Holding a second passport has become a status symbol among the world’s ultra-wealthy.
Obtaining passports ranks alongside the traditional trappings of wealth such as nice car, big house and putting you children in private school.
The success of the world’s citizenship-by-investment programs – including those in St Kitts & Nevis, Dominica, Antigua & Barbuda, St. Lucia, Malta and Cyprus – means new programs are springing up each year. Tier one Citizenship programs remain a rarity.
How long will it be before one of these countries join? It would certainly be lucrative to become a tier one country offering citizenship to the ultra-wealthy.
Questions still arise over the economic performances of tier one players which have been stuck in low gear since the 2008 financial crash.
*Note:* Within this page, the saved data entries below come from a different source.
Issue #772, opened 2023-12-15
Errors when creating validators in concerto introspect only return a string in a error message , which makes programatic handling the errors dificult


santanu8961:
# Bug Report 🐛

While adding AST models to a `ModelManager` and validating a `string` if there is any error the error only consists of an error message because it gets challenging to detect what kind of error it is, and based on that doing any operation
## Expected Behavior

The error structure should have a `type` to it which can tell the service consuming it what kind of error it is.
## Current Behavior

right now in `concerto/packages/concerto-core/lib/introspect/validator.js` `reportError` only reports an error message, not a type
## Possible Solution

implementing a type with an error message altogether passing a proper error object can fix this behavior.
## Steps to Reproduce

```

const modelManager = new ModelManager({ strict: true, regExp: RE2 });

const modelFiles = [m].map(item => new ModelFile(modelManager, item.metamodel));
modelFiles.sort((a, b) => a.getNamespace().localeCompare(b.getNamespace()));
modelManager.addModelFiles(modelFiles);
```

In this code block I am using a custom regex validator re2 which I am passing to `ModelManager` now if the metamodel has a regex validator that does not satisfy the compliance and throws an error its just a message with information but no type is there, so its difficult to classify which type of error is that and doing some operation like throwing a bad request error is difficult.

### Desktop
 - OS: Windows with WSL
 - Browser: Chrome

PR #773, opened 2023-12-15
fix(error): adding type to error in string validator in introspect

santanu8961:
# Closes <https://github.com/accordproject/concerto/issues/772>

### Changes

Adds type to validator error in introspect validator.

- added a new optional parameter to class `BaseException`  which can take `errorType` as well as `errorMessage` which helps to determine what kind of error is getting thrown from the validator itself. and using that to throw error in `validator`.
- also added this in `NotFoundException` for better complience

### Author Checklist


packages/concerto-core/lib/introspect/stringvalidatorexception.js
```diff
@@ -0,0 +1,38 @@
...
+ * distributed under the License is distributed on an "AS IS" BASIS,
+ * WITHOUT WARRANTIES OR CONDITIONS OF ANY KIND, either express or implied.
+ * See the License for the specific language governing permissions and
+ * limitations under the License.
+ */
+
+'use strict';
+
+/**
+* Class representing an validation error related to anykind of string validatoin in introspect
```
sanketshevkar, line 18: nit: *validatoin

packages/concerto-core/lib/introspect/stringvalidatorexception.js
```diff
@@ -0,0 +1,38 @@
...
+* @class
+* @memberof module:concerto-core
+*/
+class StringValidationException extends Error {
+    /**
+     * Create error related to string validation.
+     * @param {string} errormessage - The exception message.
+     * @param {string} errorType - conditional parameter which denoted the kind of string
```
sanketshevkar, line 26: nit: *denoted -> denotes/represents

sanketshevkar:
Should we have a new folder for error classes and not keep it in introspect?

packages/concerto-core/lib/introspect/stringvalidatorexception.js
```diff
@@ -0,0 +1,38 @@
...
+ */
+
+'use strict';
+
+/**
+* Class representing an validation error related to anykind of string validatoin in introspect
+* @class
+* @memberof module:concerto-core
+*/
+class StringValidationException extends Error {
```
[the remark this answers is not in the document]
mttrbrts: It should be Validator, not Validation. Internally the `regex` keyword is called a `StringValidator`.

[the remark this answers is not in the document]
dselman: Yes, we should ensure we can use similar approach with NumberValidator as well.

packages/concerto-core/lib/introspect/validator.js
```diff
@@ -46,10 +48,11 @@ class Validator {
     /**
      * @param {string} id the identifier of the instance
      * @param {string} msg the exception message
+     * @param {string} errorType the type of error
      * @throws {Error} throws an error to report the message
      */
-    reportError(id, msg) {
-        throw new Error( 'Validator error for field `' + id + '`. ' + this.getFieldOrScalarDeclaration().getFullyQualifiedName() + ': ' + msg );
+    reportError(id, msg, errorType='ValidatorError') {
```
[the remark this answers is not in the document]
dselman: Let's avoid having to use `instanceof` checks - those make assumptions about how packages are required (instanceof can fail if the same code is loaded at different version) which have bitten us in the past.

dselman (changes requested):
I like the motivation for this. I just needs a bit of refactoring to ensure it works with NumberValidator and can be cleanly consumed upstream.

packages/concerto-core/lib/introspect/validator.js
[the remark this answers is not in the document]
santanu8961: Hi @ekarademir I have used the additional argument `errorType` so that it can be propagated through till `StringValidationException` where we can use it to denote what kind of error it is , which can be very useful to do any kind of operation as only error string is quick tricky to detect what error it is trying to throw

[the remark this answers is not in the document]
santanu8961: Hi @dselman , can you please clarify what do you mean by the instance of checks?
Thanks.

packages/concerto-core/lib/introspect/stringvalidatorexception.js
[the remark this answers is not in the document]
santanu8961: Hi @mttrbrts , @ekarademir  I am keeping the name of the class as `StringValidatiorException` and the default error as `ValidatorError` and the regex error as `RegexValidatorException`.
let me know if this works fine . and this is what you meant.

mttrbrts (approved):

packages/concerto-core/lib/introspect/validator.js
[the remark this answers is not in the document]
dselman: I mean client code doing things like:

```
try {
...
}
catch(err) {
if(err instanceof StringValidatorException) {
 ...
}
}
```

packages/concerto-core/lib/introspect/stringvalidator.js
```diff
@@ -70,7 +70,7 @@ class StringValidator extends Validator{
                 this.regex = new CustomRegExp(validator.pattern, validator.flags);
             }
             catch(exception) {
-                this.reportError(field.getName(), exception.message);
+                this.reportError(field.getName(), exception.message,'RegexValidatorException');
```
dselman, line 73: I think if we want to go this route then the error codes should be defined and exported and referenced.

E.g. something like:

```
ErrorCodes.js
export const INVALID_REGEX = 1;
```

Somewhere we want to report an error:
```
this.reportError(field.getName(), exception.message, ErrorCodes.INVALID_REGEX);
```

This allows a client to do something like:

```
import {ErrorCodes} from '@accordproject/concerto-core';

try {
...
}
catch(err) {
const errorCode = err?.getErrorCode.?();
switch(errorCode) {
case ErrorCodes.INVALID_REGEX:
  // do something specific here
break;
default:
  // general case
}
```

We should have in mind that concerto-core will be moving to TypeScript and we want these error codes to be type safe.

packages/concerto-core/lib/introspect/stringvalidatorexception.js
```diff
@@ -0,0 +1,38 @@
...
+ */
+
+'use strict';
+
+/**
+* Class representing an validation error related to anykind of string validation in introspect
+* @class
+* @memberof module:concerto-core
+*/
+class StringValidatorException extends Error {
```
dselman, line 22: This could be more generic - it extends Error and adds an Error Code. We could add an optional error code to concerto-util/BaseException, so that all exceptions can reference an error code.

dselman (changes requested):
I would prefer to see generic Error Code functionality moved into concerto-util/BaseException, and to refactor code to throw Errors that derive from BaseException.

Error codes should be defined constants so that code is type safe.

packages/concerto-core/lib/introspect/stringvalidator.js
```diff
@@ -70,7 +71,7 @@ class StringValidator extends Validator{
                 this.regex = new CustomRegExp(validator.pattern, validator.flags);
             }
             catch(exception) {
-                this.reportError(field.getName(), exception.message);
+                this.reportError(field.getName(), exception.message,ErrorCodes.REGEX_VALIDATOR_EXCEPTION);
```
santanu8961, line 74: Here I have used error codes as constants instead of inline strings for consistency

packages/concerto-core/lib/introspect/validator.js
```diff
@@ -46,10 +47,11 @@ class Validator {
     /**
      * @param {string} id the identifier of the instance
      * @param {string} msg the exception message
+     * @param {string} errorType the type of error
      * @throws {Error} throws an error to report the message
      */
-    reportError(id, msg) {
-        throw new Error( 'Validator error for field `' + id + '`. ' + this.getFieldOrScalarDeclaration().getFullyQualifiedName() + ': ' + msg );
+    reportError(id, msg, errorType=ErrorCodes.DEFAULT_VALIDATOR_EXCEPTION) {
```
santanu8961, line 53: Here I have used error codes as constants instead of inline strings for consistency

packages/concerto-core/lib/introspect/validator.js
```diff
@@ -46,10 +47,11 @@ class Validator {
...
+        throw new BaseException('Validator error for field `' + id + '`. ' + this.getFieldOrScalarDeclaration().getFullyQualifiedName() + ': ' + msg ,errorType);
```
santanu8961, line 54: removed StringValidatorExceptionClass as its not needed anymore I have added a optional param errorType in BaseException which solves the purpose

packages/concerto-util/lib/errorcodes.js
```diff
@@ -0,0 +1,22 @@
...
+ *
+ * Unless required by applicable law or agreed to in writing, software
+ * distributed under the License is distributed on an "AS IS" BASIS,
+ * WITHOUT WARRANTIES OR CONDITIONS OF ANY KIND, either express or implied.
+ * See the License for the specific language governing permissions and
+ * limitations under the License.
+ */
+
+'use strict';
+
```
santanu8961, line 16: error codes are defined in this file which can be used to implement different errors when ever needed

packages/concerto-util/lib/baseexception.js
```diff
@@ -27,12 +30,14 @@ class BaseException extends Error {
      * Create the BaseException.
      * @param {string} message - The exception message.
      * @param {string} component - The optional component which throws this error.
+     * @param {string} errorType - The optional error code regarding the error
      */
-    constructor(message, component) {
+    constructor(message, component, errorType) {
```
santanu8961, line 35: added a errortype parameter which is optional and provides the errorcode related to the error

packages/concerto-core/lib/introspect/stringvalidator.js
santanu8961: Hi @dselman , as you requested I have changed the structure by doing the following changes to the structure:
1. I no longer am using the StringValidatorException class instead I have added the errorType as an optional param in BaseException and using that.
2. added an errorCodes.js file where I am storing the error type constants and using them directly , these are exposed so the client will also be able to use these , as discussed in the PR

santanu8961:
Hi @dselman , as you requested I have changed the structure by doing the following changes to the structure:
1. I no longer am using the StringValidatorException class instead I have added the errorType as an optional param in BaseException and using that.
2. added an errorCodes.js file where I am storing the error type constants and using them directly , these are exposed so the client will also be able to use these , as discussed in the PR .

requesting your approval on this PR

packages/concerto-core/lib/introspect/stringvalidator.js
sanketshevkar, line 74: nit: lint check in pipeline could throw error here <spacing issue>

packages/concerto-core/types/lib/typenotfoundexception.d.ts
```diff
@@ -7,14 +7,6 @@ export = TypeNotFoundException;
...
  */
 declare class TypeNotFoundException extends BaseException {
-    /**
-     * Constructor. If the optional 'message' argument is not supplied, it will be set to a default value that
-     * includes the type name.
-     * @param {string} typeName - fully qualified type name.
-     * @param {string|undefined} message - error message.
-     * @param {string} component - the optional component which throws this error
-     */
-    constructor(typeName: string, message: string | undefined, component: string);
```
sanketshevkar, line 17: On the main I still see constructor on `TypeNotFoundException.js` but why is this getting deleted here? Is this auto generated?

packages/concerto-core/lib/introspect/validator.js
```diff
@@ -46,10 +47,11 @@ class Validator {
     /**
      * @param {string} id the identifier of the instance
      * @param {string} msg the exception message
+     * @param {string} errorType the type of error
      * @throws {Error} throws an error to report the message
      */
-    reportError(id, msg) {
-        throw new Error( 'Validator error for field `' + id + '`. ' + this.getFieldOrScalarDeclaration().getFullyQualifiedName() + ': ' + msg );
+    reportError(id, msg, errorType=ErrorCodes.DEFAULT_VALIDATOR_EXCEPTION) {
+        throw new BaseException('Validator error for field `' + id + '`. ' + this.getFieldOrScalarDeclaration().getFullyQualifiedName() + ': ' + msg ,undefined,errorType);
```
sanketshevkar, line 54: nit: Space linting, same as above.

packages/concerto-core/types/lib/typenotfoundexception.d.ts
santanu8961: Yes this is actually auto generated after I run build command

packages/concerto-core/lib/introspect/validator.js
santanu8961: resolved

packages/concerto-core/lib/introspect/stringvalidator.js
santanu8961: resolved

sanketshevkar (approved):

dselman (approved):
Good work. Thanks!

A CIP could do a lot to help with cash flow for major projects.
Simply by offering residency through the EB-5 investment visa, the US has managed to fund major projects that have regenerate the downtown areas of cities.
Canada’s Quebec Immigrant Investor Program (QIIP), is set to grant a record number of permanent residencies in 2016, following up on a record 2015.
The appetite and market demand is there.
As wealthy Chinese queue up to invest in return for a green card, Americans are renouncing their citizenship in record numbers because of aggressive tax agreements being put into place by American authorities and others, which target offshore bank accounts.
Even Americans living outside the country must declare all their bank accounts, when traditional taxation works on residency.
The cost of citizenship under the cheaper programs can be as low as $130,000 which seems to be a small price to pay for an American looking to ease their tax burden.